Curiously, in HSB the trial judge submitted two sets of reasons, one dealing with the original evidence and the other dealing with the fresh evidence that the accused lead for his alibi defence. The SCC concluded that, despite the complications that this bifurcation created, it was not fatal to the decision-making. The Court also addressed the curious matter of the trial judge re-opening the trial to accept new evidence after he had already entered a guilty verdict, saying this is “highly unusual and not the desirable way to proceed.”

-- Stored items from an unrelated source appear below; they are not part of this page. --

PR #381, opened 2023-05-29
Fix addressInfoIndex

hectorgomezv:
Closes https://github.com/safe-global/safe-client-gateway-nest/issues/362 and https://github.com/safe-global/safe-client-gateway-nest/issues/367

This PR:
- Fixes the legacy Rust implementation differences by avoiding traversing the `dataDecoded` with an arbitrary depth size. This fix makes the service only get results from the first level (as the Rust implementation does).
- For the items contained in `addressInfoIndex`, the associated `AddressInfo` is retrieved from `Token`, and from `Contract` as a fallback. Then, `AddressInfo` with no `name` property are filtered out. (to meet the legacy behavior)
- Unifies the `txData.addressInfoIndex` response as a non-empty object, or `null`.

### DIFF
--- a/src/routes/transactions/mappers/common/transaction-data.mapper.ts
+++ b/src/routes/transactions/mappers/common/transaction-data.mapper.ts
@@ -1,5 +1,5 @@
 import { Inject, Injectable } from '@nestjs/common';
-import { isArray } from 'lodash';
+import { isArray, isEmpty } from 'lodash';
 import { ContractsRepository } from '../../../../domain/contracts/contracts.repository';
 import { IContractsRepository } from '../../../../domain/contracts/contracts.repository.interface';
 import {
@@ -11,7 +11,6 @@ import { NULL_ADDRESS } from '../../../common/constants';
 import { AddressInfo } from '../../../common/entities/address-info.entity';
 import { isHex } from '../../../common/utils/utils';
 import { Contract } from '../../../contracts/entities/contract.entity';
-import { DataDecodedParameter } from '../../../data-decode/entities/data-decoded-parameter.entity';
 import { DataDecoded } from '../../../data-decode/entities/data-decoded.entity';
 import {
   ADDRESS_PARAMETER_TYPE,
@@ -58,7 +57,7 @@ export class TransactionDataMapper {
       previewTransactionDto.value,
       previewTransactionDto.operation,
       isTrustedDelegateCall ?? null,
-      addressInfoIndex,
+      isEmpty(addressInfoIndex) ? null : addressInfoIndex,
     );
   }
 
@@ -99,7 +98,7 @@ export class TransactionDataMapper {
    * Builds a {@link Record<string, AddressInfo>} which contains all the addresses
    * extracted from {@link DataDecoded} as keys, and their related {@link AddressInfo}
    * as value.
-   * @param chainId chain id
+   * @param chainId - chain id to use
    * @param dataDecoded data decoded to use
    * @returns {@link Record<string, AddressInfo>}
    */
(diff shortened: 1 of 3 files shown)


src/routes/transactions/mappers/common/transaction-data.mapper.ts
```diff
@@ -108,61 +107,83 @@ export class TransactionDataMapper {
...
+          promises.push(this._getFromValueDecoded(chainId, valueDecoded));
+        }
+      }
+    } else {
+      for (const parameter of parameters) {
+        if (parameter.type === ADDRESS_PARAMETER_TYPE) {
+          promises.push(this._getIfValid(chainId, parameter.value));
+        }
+      }
+    }
```
fmrsabino, line 126: nitpick: I think it's more concise to have the above as follows:

```typescript
for (const parameter of parameters) {
  if (
    method === MULTI_SEND_METHOD_NAME &&
    parameter.name === TRANSACTIONS_PARAMETER_NAME &&
    parameter.valueDecoded
  ) {
    promises.push(
      this._getFromValueDecoded(chainId, parameter.valueDecoded),
    );
  } else if (parameter.type === ADDRESS_PARAMETER_TYPE) {
    promises.push(this._getIfValid(chainId, parameter.value));
  }
}
```

src/routes/transactions/mappers/common/transaction-data.mapper.ts
```diff
@@ -108,61 +107,83 @@ export class TransactionDataMapper {
...
-  ): DataDecodedParameter[] {
+  ): Promise<(AddressInfo | null)[]> {
     if (!isArray(valueDecoded)) return [];
-    return valueDecoded.flatMap((operation) =>
-      this.getAddressParametersFromDataDecoded(operation.dataDecoded),
-    );
+    const promises: Promise<AddressInfo | null>[] = [];
+
+    for (const operation of valueDecoded) {
+      if (operation.to) {
```
fmrsabino, line 152: At this point we should know that the transaction should have a `to`. This validation is done on the Rust side with `serde`. It should fail if we don't have a `to` but here we are silently dealing with transactions that do not have a `to`.

src/routes/transactions/mappers/common/transaction-data.mapper.ts
```diff
@@ -108,61 +107,83 @@ export class TransactionDataMapper {
...
     valueDecoded: unknown,
-  ): DataDecodedParameter[] {
+  ): Promise<(AddressInfo | null)[]> {
     if (!isArray(valueDecoded)) return [];
-    return valueDecoded.flatMap((operation) =>
-      this.getAddressParametersFromDataDecoded(operation.dataDecoded),
-    );
+    const promises: Promise<AddressInfo | null>[] = [];
+
+    for (const operation of valueDecoded) {
```
fmrsabino, line 151: nitpick: use `transaction` instead of `operation`. At this stage this should be considered a Multisend.

src/routes/transactions/mappers/common/transaction-data.mapper.ts
hectorgomezv: I agree, changed in [d154939](https://github.com/safe-global/safe-client-gateway-nest/pull/381/commits/d1549397cc4351b05e528e841f2e5a849bc90835)

src/routes/transactions/mappers/common/transaction-data.mapper.ts
hectorgomezv: Changed in [d154939](https://github.com/safe-global/safe-client-gateway-nest/pull/381/commits/d1549397cc4351b05e528e841f2e5a849bc90835)

src/routes/transactions/mappers/common/transaction-data.mapper.ts
hectorgomezv: Great, I agree it's simpler that way. Thanks, I've committed your suggestion 🚀

src/routes/transactions/mappers/common/transaction-data.mapper.ts
```diff
@@ -108,61 +106,75 @@ export class TransactionDataMapper {
...
-      isHex(value) &&
-      value !== NULL_ADDRESS
-      ? this.addressInfoHelper.getOrDefault(chainId, value)
-      : null;
+    if (typeof value === 'string' && value !== NULL_ADDRESS) {
+      const addressInfo = await this.addressInfoHelper
+        .get(chainId, value, 'TOKEN')
+        .catch(() => this.addressInfoHelper.get(chainId, value, 'CONTRACT'))
+        .catch(() => null);
+      return addressInfo?.name ? addressInfo : null;
```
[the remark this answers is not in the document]
fmrsabino: Given the difference that you mentioned let's keep as you have it.

However we should not change the `AddressInfoHelper` as it's generic enough and used by most features. Adding this there would change the output of every feature and this seems to be something that is specific to this feature or?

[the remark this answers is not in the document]
hectorgomezv: I´d say it affects all callers of `address_ex_from_contracts` in Rust implementation, but other flows are using the `or_default` fallback, so I think this is something specific to this feature 👍🏻 I agree we can leave `AddressInfoHelper` as a generic service class.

The SCC’s judgments in both REM and HSB make it clear that an appellate court’s authority to overturn a trial judge’s decision on the basis of insufficient reasons is severely limited. An appellate court should always show deference to the trial judge, and can only declare her reasons insufficient if they provide no foundation for conviction:

Appellate courts must ask themselves the critical question […]: do the trial judge’s reasons, considered in the context of the evidentiary record, the live issues as they emerged at trial and the submissions of counsel, deprive the appellant of the right to meaningful appellate review?

There is a risk that the Court’s decision in these two cases will lead to barer-boned judgments from trial judges. Now that the Court has allowed the use of the trial record and other contextual instruments to fill in the gaps of a written decision, some trial judges may be tempted to write more skeletal reasons. However, the risk is unlikely and outweighed by the consequences of raising the standard of sufficiency. Require trial judges to write more comprehensive reasons would clog the criminal justice system with retrials, since decisions that did not carefully detail every step of the judge’s reasoning process would be deemed inadequate. Raising the standard would also necessitate greater intervention from appellate courts in evaluating a trial judge’s performance. Instead, the SCC’s decision treats trial judges with greater deference and encourages greater efficiency in the criminal process.